_Supplied records_.
PR #274, opened 2019-04-12
Rename WorkflowContext.compose to composeChild.

### LINKED ISSUE #267: Rename WorkflowContext.compose/render method to composeChild/renderChild
It is confusing that both the method you implement (but never call!) and the context method that you call to trigger your children's method are called the same thing. It is difficult to distinguish in the docs, especially since we need to clearly communicate that the former should never be called directly.

To address this, we propose adding a `Child` suffix to the latter method.

 - issue for `compose` vs `render` naming: #265

zach-klippenstein:
Closes #267.


rjrjr:
I take it you're going to follow up and rename both methods to `render` / `renderChild`?

zach-klippenstein:
> I take it you're going to follow up and rename both methods to `render` / `renderChild`?

Yes

PR #275, opened 2019-04-12
Upgrade Gradle to latest version.

### LINKED ISSUE #113: Upgrade to Gradle 5.x
AC: Summary.

Blocked on #115, since AGP 3.2 doesn't work with Gradle 5.
Blocks #112 since the Gradle Kotlin DSL is only stable in gradle 5.

zach-klippenstein:
Closes #113.


zach-klippenstein:
IntelliJ is failing to sync, I think it's because we're on too old an AGP version. Doing that first…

_Try it_. The expected reply is a number only, the tally of lines in the data where the word "WorkflowContext" is found.

_Answer box_. 2